(Records supplied):
PR #226, opened 2016-04-22
Quad 138

JNagarkar:


Quadriga/src/main/java/edu/asu/spring/quadriga/dao/impl/transform/TransformFilesDAO.java
```diff
@@ -0,0 +1,43 @@
...
+
+	@SuppressWarnings("unchecked")
+	@Override
+	public Object getDTO(String id) {		
+		return getDTO(TransformFilesDTO.class, id);
+	}
+
+	@SuppressWarnings("unchecked")
+	@Override
+	public void saveTransformDTO(TransformFilesDTO tranformDTO) {
```
jdamerow, line 39: remove. you can just use the method from the parent class.

jdamerow:
see comments on old PR

PR #230, opened 2016-04-24
Story/quad 158

ajaymodi:
First approach. Though working, too distant to be perfect. Require lots of modification mostly in design.


Quadriga/src/main/java/edu/asu/spring/quadriga/dao/workbench/settings/impl/StatisticDAO.java
```diff
@@ -0,0 +1,70 @@
...
+        if (projectStatisticsDTO == null) {
+            projectStatisticsDTO = new ProjectStatisticsDTO();
+            ProjectStatisticsDTOPK psDTOPk = new ProjectStatisticsDTOPK(
+                    projectId, name);
+            projectStatisticsDTO.setProjectStatisticsDTOPK(psDTOPk);
+            projectStatisticsDTO.setIschecked(isChecked);
+            saveNewDTO(projectStatisticsDTO);
+        } else {
+            projectStatisticsDTO.setIschecked(isChecked);
+            updateDTO(projectStatisticsDTO);
```
jdamerow, line 60: This logic should go into your manager class, otherwise if we switch our the backend at any point, we'll have to rewrite this.

Quadriga/src/main/java/edu/asu/spring/quadriga/dao/workbench/settings/impl/StatisticDAO.java
```diff
@@ -0,0 +1,70 @@
...
+            query.setParameter("projectid", projectId);
+            return query.list();
+
+        } catch (HibernateException e) {
+            throw new QuadrigaStorageException(e);
+        }
+    }
+
+    @Override
+    public void upsertStatisticsSettings(String projectId, String name,
```
jdamerow, line 41: method name? Do you mean "update"?

Quadriga/src/main/java/edu/asu/spring/quadriga/domain/factory/impl/workbench/PublicPageFactory.java
```diff
@@ -0,0 +1,44 @@
...
+import edu.asu.spring.quadriga.domain.workbench.IPublicPage;
+
+/**
+ * Factory class to create Public Page object
+ * 
+ * @author Prasanth Priya Nesan
+ * 
+ */
+@Service
+public class PublicPageFactory implements IPublicPageFactory {
```
jdamerow, line 17: why is this class here?

jdamerow, line 17: and the other public page classes?

Quadriga/src/main/java/edu/asu/spring/quadriga/dto/ProjectStatisticsDTO.java
```diff
@@ -0,0 +1,100 @@
...
+@NamedQueries({
+        @NamedQuery(name = "ProjectStatisticsDTO.findAll", query = "SELECT p FROM ProjectStatisticsDTO p"),
+        @NamedQuery(name = "ProjectStatisticsDTO.findByProjectid", query = "SELECT p FROM ProjectStatisticsDTO p WHERE p.projectStatisticsDTOPK.projectid = :projectid"),
+        @NamedQuery(name = "ProjectStatisticsDTO.findByName", query = "SELECT p FROM ProjectStatisticsDTO p WHERE p.projectStatisticsDTOPK.projectid = :projectid and p.projectStatisticsDTOPK.name = :name"), })
+public class ProjectStatisticsDTO implements Serializable {
+
+    private static final long serialVersionUID = 1L;
+
+    @EmbeddedId
+    protected ProjectStatisticsDTOPK projectStatisticsDTOPK;
```
jdamerow, line 41: I'd just put projectId and name properties in this class and give it an id. Makes your code much simpler.

Quadriga/src/main/java/edu/asu/spring/quadriga/domain/factory/impl/workbench/PublicPageFactory.java
ajaymodi, line 17: This class was taken from story 86, as I have to refer previous story to comply with it.

Quadriga/src/main/java/edu/asu/spring/quadriga/dao/workbench/settings/impl/StatisticDAO.java
ajaymodi, line 41: upsert is update + insert 

Generally mysql does that if row exists then update, if not insert.

jdamerow, line 41: In hibernate that's called "saveOrUpdate". If you move the logic out into the manager, you just need to to call this method (Rajat created a method for that in the BaseDAO, let me check if it's merged).

Quadriga/src/main/java/edu/asu/spring/quadriga/dto/ProjectStatisticsDTO.java
ajaymodi, line 41: I am sorry, I did not get it. Does it mean I should remove primary key, foreign key concept over here?

jdamerow, line 41: This should look like this:

```
@Id
private String id;

// no constraints on the db here, should be in your business logic
@Column(name = "name") // this is an optional annotation I believe; 
private String name;

// other properties, e.g. projectId.
```

Quadriga/src/main/java/edu/asu/spring/quadriga/dao/workbench/settings/impl/StatisticDAO.java
jdamerow, line 41: Ok, it's not in the develop yet. Just create your own method that calls:

```
sessionFactory.getCurrentSession().saveOrUpdate(yourDTO);
```

Quadriga/src/main/java/edu/asu/spring/quadriga/domain/factory/impl/workbench/PublicPageFactory.java
jdamerow, line 17: Why? All you need is the public page settings link and main page, right? Only take those and not the rest.

Quadriga/src/main/java/edu/asu/spring/quadriga/domain/impl/workbench/PublicStatisticsPage.java
```diff
@@ -0,0 +1,58 @@
...
+import edu.asu.spring.quadriga.domain.workbench.IPublicPage;
+
+/**
+ * @description : Public Statistics Page class describing the properties of a
+ *              settings for Statisctics Page object
+ * 
+ * @author : Ajay Modi
+ * 
+ */
+public class PublicStatisticsPage implements IPublicPage {
```
jdamerow, line 12: Why do you implement IPublicPage?

jdamerow, line 12: You do not need to do anything publicPages. That's just for the text blocks on the main page of the public page part. You need to create your own objects.

Quadriga/src/main/java/edu/asu/spring/quadriga/service/workbench/StatisticsSettingsService.java
```diff
@@ -0,0 +1,118 @@
...
+ *
+ */
+@Service
+public class StatisticsSettingsService {
+
+    @Autowired
+    private IStatisticDAO statisticDao;
+
+    @Transactional
+    public void updateRow(String projectId, String name, Boolean isChecked)
```
jdamerow, line 32: why is this called "updateRow"

Quadriga/src/main/java/edu/asu/spring/quadriga/service/workbench/StatisticsSettingsService.java
```diff
@@ -0,0 +1,118 @@
...
+            throws QuadrigaStorageException {
+        statisticDao.upsertStatisticsSettings(projectId, name, isChecked);
+    }
+
+    @Transactional
+    public void updateSettings(String projectId, String[] names)
```
jdamerow, line 38: This is not an ideal design. If we have more settings for the diagrams in the future (e.g. bar chart diagram color), how would you do that? You would have to change all your classes. This method should handle objects that represent the settings for your diagrams. In other words, this method should get one (or several) objects, each describing one diagram. Right now, the only settings in those objects would be if it's visible or not. Then this method should simply update the corresponding objects in the db.

Quadriga/src/main/java/edu/asu/spring/quadriga/domain/factory/impl/workbench/PublicPageFactory.java
ajaymodi, line 17: My thinking was since it's a part of arranging settings for public page and since we have public page factory - I thought they are linked, as if using factory pattern.

But, okay I will do it the way which you described.

Quadriga/src/main/java/edu/asu/spring/quadriga/service/workbench/StatisticsSettingsService.java
```diff
@@ -0,0 +1,118 @@
...
+                    updateRow(projectId, name, true);
+                } else {
+                    updateRow(projectId, name, false);
+                }
+            }
+        }
+    }
+
+    @Transactional
+    public List<ProjectStatisticsDTO> getStatisticsSettingsDTOList(
```
jdamerow, line 54: Your manager should not pass on DTOs. DTOs or between manager and dao class. You would either create a domain object (and its interface) that this method passes on and map your DTO to the domain object, or, if your DTO and domain object look the same, you could just create the interface for your domain object and have the DTO implement that. Then you can pass on the DTO, but controllers won't know, because your return type is the interface. This way, if our domain objects ever need to have more functionality than the DTOs (e.g. a method that calculates the best text color based on the chart color), then we can simply add the domain class/mapping part to the manager without having to change the structure of our classes. Does this make sense?

Quadriga/src/main/java/edu/asu/spring/quadriga/service/workbench/StatisticsSettingsService.java
```diff
@@ -0,0 +1,118 @@
...
+            for (ProjectStatisticsDTO psDTO : statisticsDTOList) {
+                String name = psDTO.getProjectStatisticsDTOPK().getName();
+                names.add(name);
+            }
+        }
+        return names;
+    }
+
+    @Transactional
+    public List<String> getStatisticsSettingsList(String projectId)
```
jdamerow, line 74: Here you should return a list of your settings object (see comment above).

Quadriga/src/main/java/edu/asu/spring/quadriga/service/workbench/StatisticsSettingsService.java
```diff
@@ -0,0 +1,118 @@
...
+
+    @Transactional
+    public List<ProjectStatisticsDTO> getStatisticsSettingsDTOList(
+            String projectId) throws QuadrigaStorageException {
+        List<ProjectStatisticsDTO> statisticsDTOList = statisticDao
+                .getStatisticsSettings(projectId);
+        return statisticsDTOList;
+    }
+
+    public List<String> getNames(List<ProjectStatisticsDTO> statisticsDTOList)
```
jdamerow, line 61: according to the next comment, you can then delete this method. In any case it shouldn't be public unless you want other classes to use it.

Quadriga/src/main/java/edu/asu/spring/quadriga/service/workbench/StatisticsSettingsService.java
```diff
@@ -0,0 +1,118 @@
...
+        List<ProjectStatisticsDTO> statisticsDTOList = statisticDao
+                .getStatisticsSettings(projectId);
+        if (statisticsDTOList == null || statisticsDTOList.size() == 0) {
+            return new ArrayList<String>(getdefaultMapSettings().keySet());
+        }
+        List<String> names = getNames(statisticsDTOList);
+        return names;
+    }
+
+    public Map<String, Boolean> convertIntoMap(
```
jdamerow, line 85: this will go too if you return objects instead of lists and maps

Quadriga/src/main/java/edu/asu/spring/quadriga/service/workbench/StatisticsSettingsService.java
```diff
@@ -0,0 +1,118 @@
...
+            for (ProjectStatisticsDTO psDTO : statisticsDTOList) {
+                String name = psDTO.getProjectStatisticsDTOPK().getName();
+                Boolean isChecked = psDTO.getIschecked();
+                statisticsSettings.put(name, isChecked);
+            }
+        }
+        return statisticsSettings;
+    }
+
+    public Map<String, Boolean> getdefaultMapSettings() {
```
jdamerow, line 99: That's a good example why you would use objects. This is counter-intuitive and highly error prone for maintaining. What does this mean that "concept statics" is false? That concept statistics are not shown by default? And to you have hard coded strings everywhere to pass those values around? That will definitely lead to errors down the road as just a simple typo can break things.

Quadriga/src/main/java/edu/asu/spring/quadriga/service/workbench/StatisticsSettingsService.java
```diff
@@ -0,0 +1,118 @@
...
+        Map<String, Boolean> statisticsSettings = new HashMap<String, Boolean>();
+        statisticsSettings.put("concept statistics", false);
+        statisticsSettings.put("user statistics", false);
+        return statisticsSettings;
+    }
+
+    @Transactional
+    public Map<String, Boolean> getStatisticsSettingsMap(String projectId)
```
jdamerow, line 107: return objects here

Quadriga/src/main/java/edu/asu/spring/quadriga/domain/factory/impl/workbench/PublicPageFactory.java
jdamerow, line 17: Ya, that was a misunderstanding. The public page objects are just for the text blocks on the main page. Good example, how important good javadoc is ;)

Quadriga/src/main/webapp/WEB-INF/views/workbench/public/publicpagestatistics.jsp~
```diff
@@ -0,0 +1,151 @@
+<%@ taglib uri="http://java.sun.com/jsp/jstl/core" prefix="c"%>
+<%@taglib uri="http://www.springframework.org/tags/form" prefix="form"%>
```
jdamerow, line 2: Looks like you checked in a temporary file.

Quadriga/src/main/webapp/WEB-INF/views/workbench/public/publicpagestatistics.jsp
```diff
@@ -0,0 +1,66 @@
...
+
+			$("form input:checkbox").prop("checked", false);
+			event.preventDefault();
+			return;
+
+		});
+
+	});
+</script>
+<input type="button" value="Select All" name="selectAll">
```
jdamerow, line 31: How does the user know what they have to do on this page? Some more info what the user can do here is needed.

Quadriga/src/main/java/edu/asu/spring/quadriga/web/workbench/PublicPageController.java
```diff
@@ -0,0 +1,132 @@
...
+     * page on publicly accessible page
+     *
+     * @author Ajay Modi
+     * @return model - model object
+     */
+
+    @AccessPolicies({ @ElementAccessPolicy(type = CheckedElementType.PROJECT, paramIndex = 1, userRole = {
+            RoleNames.ROLE_COLLABORATOR_ADMIN,
+            RoleNames.ROLE_PROJ_COLLABORATOR_ADMIN }) })
+    @RequestMapping(value = "auth/workbench/{projectid}/loadpublicstatistics", method = RequestMethod.GET)
```
jdamerow, line 93: create your own controller. One controller per page in most cases.

jdamerow, line 93: also, let's choose a shorter page name. maybe just "statistics" (instead of "loadpublicstatistics")?

Quadriga/src/main/java/edu/asu/spring/quadriga/web/workbench/PublicPageController.java
```diff
@@ -0,0 +1,132 @@
...
+    }
+
+    /**
+     * This method is used update the database with the information provided in
+     * the Public Statistics settings page
+     *
+     * @return json
+     */
+
+    @RequestMapping(method = RequestMethod.POST, value = "auth/workbench/{projectid}/submitpublicstatistics")
```
jdamerow, line 118: your methods need an accesspolicy. only project owners and admins should be allowed to change settings.

Quadriga/src/main/java/edu/asu/spring/quadriga/web/workbench/PublicPageController.java
```diff
@@ -0,0 +1,132 @@
...
+    public @ResponseBody ResponseEntity<String> submitStatisticsSettings(
+            @ModelAttribute("SpringWeb") PublicStatisticsPage publicStatisticsPage,
```
jdamerow, line 120: don't call this "SpringWeb" just use the default name or a more appropriate one.

jdamerow, line 120: why do you return a responseBody here? Unless you plan on using Ajax to save your page, which isn't really necessary as you only have one form to submit, you can just use a regular modelAndView.

Quadriga/src/main/java/edu/asu/spring/quadriga/dto/ProjectStatisticsDTO.java
ajaymodi, line 41: I am representing (projectId, name) as composite primary key, where projectId remains dependent on projects table. So all this constrains should be in business logic? Do I have to add validator which checks it?

Quadriga/src/main/java/edu/asu/spring/quadriga/service/workbench/StatisticsSettingsService.java
ajaymodi, line 38: So in that case, settings object is DTO?, hmm... next comment says manager should not pass DTOs then what is my settings object exactly? and why does it have dependency on form tags?

Quadriga/src/main/java/edu/asu/spring/quadriga/service/workbench/StatisticsSettingsService.java
ajaymodi, line 99: So, does default values should set in properties?
Should I make a new object?
or should I store in database in default table?

Quadriga/src/main/webapp/WEB-INF/views/workbench/public/publicpagestatistics.jsp~
ajaymodi, line 2: Yeah, should not do git commit in hurry.

Quadriga/src/main/java/edu/asu/spring/quadriga/web/workbench/PublicPageController.java
ajaymodi, line 120: Yeah, should not do copy paste. Too error prone.

So, does it mean, modelandview only works with single model and view combination? Is it to represent tight bound between model and view?

In that case, just whatever pass from form would be in the formatted manner, so I can cut down all the logic from service and just pass over object to DAO to store.

Quadriga/src/main/java/edu/asu/spring/quadriga/service/workbench/StatisticsSettingsService.java
ajaymodi, line 54: Finally, thats where magic lies...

(What is needed): Quote verbatim the opening lines of the listing above, ending with the line where "jdamerow, line 39: remove." appears; include both endpoints and nothing more.

(Task answer):
PR #226, opened 2016-04-22
Quad 138

JNagarkar:


Quadriga/src/main/java/edu/asu/spring/quadriga/dao/impl/transform/TransformFilesDAO.java
```diff
@@ -0,0 +1,43 @@
...
+
+	@SuppressWarnings("unchecked")
+	@Override
+	public Object getDTO(String id) {		
+		return getDTO(TransformFilesDTO.class, id);
+	}
+
+	@SuppressWarnings("unchecked")
+	@Override
+	public void saveTransformDTO(TransformFilesDTO tranformDTO) {
```
jdamerow, line 39: remove. you can just use the method from the parent class.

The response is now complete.